Aさん(54歳、男性)は、10年前に心筋梗塞を発症し、2年前に慢性心不全と診断され外来受診を続けてきた。1週前からトイレ歩行時に息苦しさがあり、4日前から夜に咳と痰とがみられ眠れなくなっていた。本日、Aさんは定期受診のため来院し、心不全の増悪と診断され入院した。入院時、体温36.3℃、呼吸数24/分、脈拍96/分、整で、血圧124/72mmHgであった。心エコー検査で左室の駆出率28%であった。体重は1週間で4kg増加し下肢の浮腫がみられる。
【問題91】 このときのAさんのアセスメントで適切なのはどれか。
正解 4
- ショック状態の可能性が高い。
- 脈拍、血圧ともに正常であり、ショック状態の可能性は低い。
- 左心不全の症状はみられない。
- 左室駆出率は55〜80%が正常範囲と考えられている。
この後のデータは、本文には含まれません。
PR #777, opened 2024-10-11
fix(blob): provide custom errors for expired client tokens and pathname mismatch

### LINKED ISSUE #456: Error: Vercel Blob: Access denied, please provide a valid token for this resource
Im trying to upload an image file using client upload method using pages route code given in [vercel documentation](https://vercel.com/docs/storage/vercel-blob/quickstart#client-uploads). Client token is being generated successfully but the upload fails with 403.

Im using:

"next": "^13.5.2", 
"@vercel/blob": "^0.14.1",

vvo:
Before this commit, when using client uploads and experiencing errors like expired token or pathname mismatch, it would be impossible to know the exact reason. This was frequently reported as time wasted by customers.

We're now exposing:
- BlobPathnameMismatchError
- BlobClientTokenExpiredError
- BlobFileTooLargeError

Fixes #456
Fixes STO-1710


vvo:
Adding one more custom error (file size)

luismeyer (approved):

PR #782, opened 2024-10-24
feat(blob): Provide onUploadProgress({ loaded, total, percentage })

vvo:
This commit introduces an `onUploadProgress` callback to put/upload*. Here's how to use it:

```ts
// also works with upload()
const blob = await put('file.pdf', file, {
  onUploadProgress(event) {
    console.log(event.loaded, event.total, event.percentage);
  }
});
```

**How does it work?**

By default we use `fetch`. When you pass `onUploadProgress`, we turn the file into a stream to track the stream consumption's progress by fetch.
For browsers not supporting `fetch` with streams (Safari, Firefox), we use `XMLHttpRequest` and its progress events.

This means we re-implemented parts of https://github.com/axios/axios or other fetch libraries using xhr as backup. But remember, progress events are somehow lying as they only measure what gets sent from your computer to the server, not what the server really acknowledged. Still, they are a good indicator for progress of the upload.


packages/blob/src/api.ts
```diff
@@ -252,10 +247,12 @@ async function getBlobError(
   return { code, error };
 }
 
+const CHUNK_SIZE = 64 * 1024;
+
 export async function requestApi<TResponse>(
   pathname: string,
   init: RequestInit,
-  commandOptions: BlobCommandOptions | undefined,
+  commandOptions: (BlobCommandOptions & WithUploadProgress) | undefined,
```
vvo, line 254: I initially thought onUploadProgress should be added to BlobCommandOptions, but BlobCommandOptions is shared between public and private interfaces for all blob commands. While onUploadProgress is available only for put/upload. If we add it to BlobCommandOptions then it will show as an optional options for all commands (even head)

packages/blob/src/api.ts
```diff
@@ -268,20 +265,104 @@ export async function requestApi<TResponse>(
...
+        // 1. For upload progress we always need to know the total size of the body
+        // 2. In development we need the header for put() to work correctly when passing a stream
+        (commandOptions?.onUploadProgress || shouldUseXContentLength())
+      ) {
+        bodyLength = computeBodyLength(init.body);
+      }
+
+      if (init.body) {
+        if (commandOptions?.onUploadProgress) {
+          if (supportsRequestStreams) {
```
luismeyer: why do we need this multilevel if instead of `&&`

packages/blob/src/api.ts
```diff
@@ -268,20 +265,104 @@ export async function requestApi<TResponse>(
...
+            // So that on retries we can reuse the original body, otherwise we would not be able to reuse it
+            const stream = await toReadableStream(init.body as PutBody);
+
+            let loaded = 0;
+
+            const chunkTransformStream = createChunkTransformStream(
+              CHUNK_SIZE,
+              (newLoaded: number) => {
+                loaded += newLoaded;
+                const total = bodyLength ?? loaded;
```
luismeyer: this optional chaining is very confusing to me. This is just to make TS happy right? Could we add bodyLength to the if check to make it clearer that we always know the bodyLength here

packages/blob/src/api.ts
```diff
@@ -268,20 +265,104 @@ export async function requestApi<TResponse>(
...
+                const percentage = Number(((loaded / total) * 100).toFixed(2));
+
+                // Leave percentage 100 to end of request
+                if (percentage === 100) {
+                  return;
+                }
+
+                commandOptions.onUploadProgress?.({
```
luismeyer, line 321: the optional chaining is unnecessary

packages/blob/src/api.ts
```diff
@@ -268,20 +265,104 @@ export async function requestApi<TResponse>(
...
+                  loaded,
+                  // When passing a stream to put(), we have no way to know the total size of the body.
```
luismeyer, line 323: > 1. For upload progress we always need to know the total size of the body

isn't this contradicting

packages/blob/src/helpers.ts
```diff
@@ -83,3 +107,108 @@ export function isPlainObject(value: unknown): boolean {
...
+// Microsoft Edge: implemented (Chromium)
+// Firefox: not implemented, BOO!! https://bugzilla.mozilla.org/show_bug.cgi?id=1469359
+// Safari: not implemented, BOO!! https://github.com/WebKit/standards-positions/issues/24
+export const supportsRequestStreams = (() => {
+  let duplexAccessed = false;
+
+  const hasContentType = new Request(getApiUrl(), {
+    body: new ReadableStream(),
+    method: 'POST',
+    // @ts-expect-error -- duplex option exists
```
luismeyer: is this due to an outdated TS version? Should we update?

packages/blob/src/helpers.ts
```diff
@@ -83,3 +107,108 @@ export function isPlainObject(value: unknown): boolean {
...
+    // noop
+  }
+  return `${baseUrl || 'https://blob.vercel-storage.com'}${pathname}`;
+}
+
+const TEXT_ENCODER =
+  typeof TextEncoder === 'function' ? new TextEncoder() : null;
+
+// eslint-disable-next-line @typescript-eslint/no-explicit-any -- We want to feature detect
+export function computeBodyLength(body: any): number {
```
luismeyer: can we use `object` to avoid `any`

packages/blob/src/helpers.ts
```diff
@@ -83,3 +107,108 @@ export function isPlainObject(value: unknown): boolean {
...
+  /* eslint-disable @typescript-eslint/no-unsafe-member-access -- We want to feature detect */
+
+  if (typeof body === 'string') {
+    if (TEXT_ENCODER) {
+      return TEXT_ENCODER.encode(body).byteLength;
+    }
+
+    // React Native doesn't have TextEncoder
+    return new Blob([body]).size;
+  } else if (typeof body.byteLength === 'number') {
```
luismeyer: no need for `else if` because all branches exit early

packages/blob/src/helpers.ts
```diff
@@ -83,3 +107,108 @@ export function isPlainObject(value: unknown): boolean {
...
+      const newBuffer = new Uint8Array(buffer.length + chunk.byteLength);
+      newBuffer.set(buffer);
+      newBuffer.set(new Uint8Array(chunk), buffer.length);
+      buffer = newBuffer;
+
+      // Output complete chunks
+      while (buffer.length >= chunkSize) {
+        const newChunk = buffer.slice(0, chunkSize);
+        controller.enqueue(newChunk);
+        onProgress && onProgress(newChunk.byteLength);
```
luismeyer:
```suggestion
        onProgress?.(newChunk.byteLength);
```

packages/blob/src/helpers.ts
```diff
@@ -83,3 +107,108 @@ export function isPlainObject(value: unknown): boolean {
...
+        buffer = buffer.slice(chunkSize);
+      }
+    },
+
+    flush(controller) {
+      // Send any remaining data
+      if (buffer.length > 0) {
+        controller.enqueue(buffer);
+        onProgress && onProgress(buffer.byteLength);
```
luismeyer:
```suggestion
        onProgress?.(newChunk.byteLength);
```

packages/blob/src/multipart/upload.ts
```diff
@@ -174,6 +173,27 @@ export function uploadAllParts({
     let arrayBuffers: ArrayBuffer[] = [];
     let currentPartBytesRead = 0;
 
+    let onUploadProgress: (() => void) | undefined;
+    const totalLoadedPerPartNumber: Record<string, number> = {};
+
+    if (options.onUploadProgress) {
+      onUploadProgress = throttle(() => {
```
luismeyer, line 179: why do we throttle this? Doesn't this make the upload feel slower

luismeyer (changes requested):

packages/blob/src/api.ts
vvo: We cannot add it to the if I believe, since bodyLength can be `0` at this point (if you pass a stream as body). But we do not need ?? either, would using `bodyLength || loaded` be ok per your review?

packages/blob/src/api.ts
vvo: We do not 👍 fixed in 9a4a7fd45ccf2834ee09d28674639dde7eb7d727

packages/blob/src/api.ts
vvo: It seems required, probably because the call is too far away for TS to be sure it will still be here even after the if? 
CleanShot 2024-10-24 at 14 16 13@2x

I've added a local variable to keep a reference to it in 59e01f6192cff9f9e74ed61ff2ba8db63e427260

packages/blob/src/helpers.ts
vvo: Seems like no version of TS ships this at the moment: https://github.com/microsoft/TypeScript-DOM-lib-generator/pull/1729

I added this link in the code now.

packages/blob/src/helpers.ts
vvo: I am unsure if this is doable when trying to use feature detection: 
CleanShot 2024-10-24 at 14 38 17@2x

Do you have any other idea (I'd rather avoid gigantic guards to make ts happy).

(this code is heavily inspired by https://github.com/smithy-lang/smithy-typescript/blob/main/packages/util-body-length-browser/src/calculateBodyLength.ts)

vvo: Ok here's the correct way 🙏 https://github.com/vercel/storage/pull/782/commits/6e6d7b90e9599271fab3b3c5de20bb3bd43b2a2b

packages/blob/src/helpers.ts
vvo: Good, updated, I wish this was linted too

packages/blob/src/multipart/upload.ts
vvo: I chose to throttle at 100ms as it looked like most libraries providing uploadProgress were also throttling sending events (example: https://github.com/axios/axios/blob/v1.x/lib/helpers/progressEventReducer.js).

I guess it's here to provide a better experience in most cases because otherwise, you can receive a LOT of progress events.

With throttling:

https://github.com/user-attachments/assets/49435109-67ec-4158-81ed-bca20520d40a

Without throttling:

https://github.com/user-attachments/assets/9ef3c97a-9146-45b6-949d-ebbcf42131d2

I am happy to change my mind around this if we think this could be bad for customers, it's also something we can just remove without breaking the API if needed (rare case!)

luismeyer: I see. First video looks way nicer 👍

packages/blob/src/helpers.ts
luismeyer: nice

packages/blob/src/api.ts
luismeyer: Ah I see. It's probably because it's within a callback

packages/blob/src/api.ts
vvo: moved to ||

packages/blob/src/helpers.ts
vvo: (applied)

packages/blob/src/helpers.ts
vvo: applied

luismeyer (approved):

PR #831, opened 2025-02-21
[@vercel/kv, @vercel/postgres, @vercel/postgres-kysely] Add notices to READMEs

adriancooney:
This PR adds notices to the READMEs of `@vercel/kv`, `@vercel/postgres` and `@vercel/postgres-kysely`. The Vercel KV and Vercel Postgres have transitioned over to Neon and Upstash in the Vercel Marketplace, unlocking the full potential of both platforms for Vercel customers. As a consequence, we are recommending `@vercel/kv` in favour of Upstash's `@upstash/redis` module and `@vercel/postgres` in favour of Neon's `@neondatabase/serverless`. These modules were essentially just wrappers around these modules anyway (with some added bells and whistles and API sprinkles). `npm` deprecation notices will follow soon.

### DIFF
--- a/packages/kv/README.md
+++ b/packages/kv/README.md
@@ -2,7 +2,7 @@
 
 <!-- prettier-ignore -->
 > [!CAUTION]
-> **`@vercel/kv` has moved to [the `@upstash/redis` package from Upstash](https://github.com/upstash/redis-js).
+> **`@vercel/kv` has moved to [the `@upstash/redis` package from Upstash](https://github.com/upstash/redis-js).** This retains the same first-party billing and integration into Vercel, with the added ability to open your Redis stores directly in Upstash.
 
 A client that works with Vercel KV.
 
--- a/packages/kv/README.md
+++ b/packages/kv/README.md
@@ -1,5 +1,9 @@
 # @vercel/kv
 
+<!-- prettier-ignore -->
+> [!CAUTION]
+> **`@vercel/kv` has moved to [the `@upstash/redis` package from Upstash](https://github.com/upstash/redis-js).
+
 A client that works with Vercel KV.
 
 ## Install
--- a/packages/postgres/README.md
+++ b/packages/postgres/README.md
@@ -1,5 +1,9 @@
 # @vercel/postgres
 
+<!-- prettier-ignore -->
+> [!CAUTION]
+> **`@vercel/postgres` has moved to the [`@neondatabase/serverless` package from Neon instead](https://github.com/neondatabase/serverless).** See the [Vercel Postgres to Neon transition guide](https://neon.tech/docs/guides/vercel-postgres-transition-guide).
+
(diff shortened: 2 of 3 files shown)


packages/kv/README.md
```diff
@@ -1,4 +1,6 @@
-# @vercel/kv
+# @vercel/kv (deprecated)
+
+> [!CAUTION] > **`@vercel/kv` is deprecated**. Please use [the `@upstash/redis` package from Upstash instead](https://github.com/upstash/redis-js).
```
correttojs: Screenshot 2025-02-21 at 12 05 16

it seems the Note didn't render correctly


Should we add some info about the features in this package not avilable in `@upstash/redis`?

packages/postgres/README.md
```diff
@@ -1,4 +1,6 @@
-# @vercel/postgres
+# @vercel/postgres (deprecated)
+
+> [!CAUTION] > **`@vercel/postgres` is deprecated**. Please use [the `@neondatabase/serverless` package from Neon instead](https://github.com/neondatabase/serverless). See the [Vercel Postgres to Neon transition guide](https://neon.tech/docs/guides/vercel-postgres-transition-guide).
```
correttojs: do we need to deprecate https://github.com/vercel/storage/tree/main/packages/postgres-kysely as well?

packages/kv/README.md
adriancooney: Grrr. My editor formatter removed the new line, very strange. Updated! Thanks for checking.

> Should we add some info about the features in this package not avilable in @upstash/redis?

What had you in mind?

correttojs: - this package overrides `scan`, `hscanIterator`, `sscan`, `zscan`...not sure if upstash fixed that issue in the meantime, otherwise we could mention it in the deprecation note

packages/postgres/README.md
adriancooney: yep, apologies! I think I pushed an older commit.

packages/kv/README.md
adriancooney: So you mean like an upgrade guide? I'll check in with the docs team to see where we are on that.

correttojs (approved):

packages/kv/README.md
```diff
@@ -1,5 +1,9 @@
 # @vercel/kv
 
+<!-- prettier-ignore -->
+> [!CAUTION]
+> **`@vercel/kv` has moved to [the `@upstash/redis` package from Upstash](https://github.com/upstash/redis-js).
```
adriancooney:
```suggestion
> **`@vercel/kv` has moved to [the `@upstash/redis` package from Upstash](https://github.com/upstash/redis-js).** This retains the same first-party billing and integration into Vercel, with the added ability to open your Redis stores directly in Upstash.
```

PR #837, opened 2025-02-28
chore(deps): upgrade deps

vvo:


packages/postgres/package.json
```diff
@@ -49,19 +49,19 @@
     "ws": "^8.17.1"
   },
   "devDependencies": {
-    "@changesets/cli": "2.27.11",
```
correttojs: can we skip postgres, kysley, kv as they are deprecated?
it would be confusing for the user to see a new release

vvo: There won't be a new release on them, this was only dev deps, I refrained myself from upgrading any deps on kv/postgres that would require a new release. Is that ok or do you want me to remove that? Let me know

correttojs: if possible I'd avoid any update to these packages...the user may still check the code repo and see some discrepancies. It may also be useful for us to know at which dependency version we deprecated the package

vvo: 👍 gonna remove it

vvo: I removed the changes for kv/postgres* @correttojs now 👍

correttojs (approved):

PR #838, opened 2025-03-13
fix(blob): Correct README and types links to Blob documentation

vvo:
No functional changes to the package. Only documentation and types update to correct links to Vercel doc.

### DIFF
--- a/packages/blob/CHANGELOG.md
+++ b/packages/blob/CHANGELOG.md
@@ -421,7 +421,7 @@
 
 - 8251462: This release introduces BREAKING CHANGES. Mostly, we've separated client and server needs better. While ensuring we only export what we currently think is useful to you.
 
-  We have a completely new documentation about client (browser) uploads: https://vercel.com/docs/storage/vercel-blob/quickstart#client-uploads.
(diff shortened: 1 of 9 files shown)


packages/blob/CHANGELOG.md
```diff
@@ -421,7 +421,7 @@
 
 - 8251462: This release introduces BREAKING CHANGES. Mostly, we've separated client and server needs better. While ensuring we only export what we currently think is useful to you.
 
-  We have a completely new documentation about client (browser) uploads: https://vercel.com/docs/storage/vercel-blob/quickstart#client-uploads.
+  We have a completely new documentation about client (browser) uploads: https://vercel.com/docs/vercel-blob/quickstart#client-uploads.
```
molebox: This is incorrect still. We dont have a single quickstart, we have one for client and one for server uploads

molebox (changes requested):

packages/blob/CHANGELOG.md
vvo: right!

vvo: Done @molebox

左室駆出率28%は左室不全であり、呼吸困難、咳、痰は左室不全の症状である。
- NYHA心機能分類のⅠ度に該当する。
- 1週前からトイレ歩行時に息苦しさがあり、NYHA心機能分類のⅡ度またはⅢ度に該当する。
- 浮腫は右心不全の症状によると考えられる。
- 下肢の浮腫、体重増加は右心不全の症状である。
【問題92】 Aさんの咳嗽を軽減する方法で最も適切なのはどれか。
正解 1
- 起坐位を保つ。
- 起坐位を保つことにより静脈環流量が減少し、肺うっ血が緩和されて呼吸が楽になる。
- 腹式呼吸を促す。
- 部屋の湿度を30%に保つ。
- 超音波ネブライザーを使用する。
【問題93】 入院治療によりAさんの症状は改善し、2日後に退院予定である。退院後の受診についての説明で最も適切なのはどれか。
正解 3
- 「夜間の咳で受診する必要はありません」
- 「体温が38.0℃以下なら受診の必要はありません」
- 「今回のように体重が増加したときは受診してください」
- 体重増加は右心不全の症状・徴候であり、受診する必要がある。
- 「仕事から帰って足に浮腫がみられたら受診してください」
次の文を読み94〜96の問いに答えよ。
Aさん(52歳、男性)は、5年前に健康診断で高血圧を指摘されていたが、そのままにしていた。5年ぶりに健康診断を受けたところ尿蛋白+で、内科を受診し腎機能障害を指摘された。Aさんは、身長160cm、体重56kgであり、体温36.1℃、呼吸数18/分、脈拍64/分、整で、血圧166/96mmHgであった。血液検査データは、Hb9.3g/dL、アルブミン3.6g/dL、クレアチニン2.3mg/dL、HbA1c5.6%、K3.9mEq/L、推算糸球体濾過量(eGFR)25mL/分/1.73m2であり、特に自覚症状はなく、浮腫はみられない。
【問題94】 腎機能の悪化によるものと考えられるデータはどれか。
正解 3
- 体重
- 身長160cm、体重56kgから、BMIは21.875となり、正常である。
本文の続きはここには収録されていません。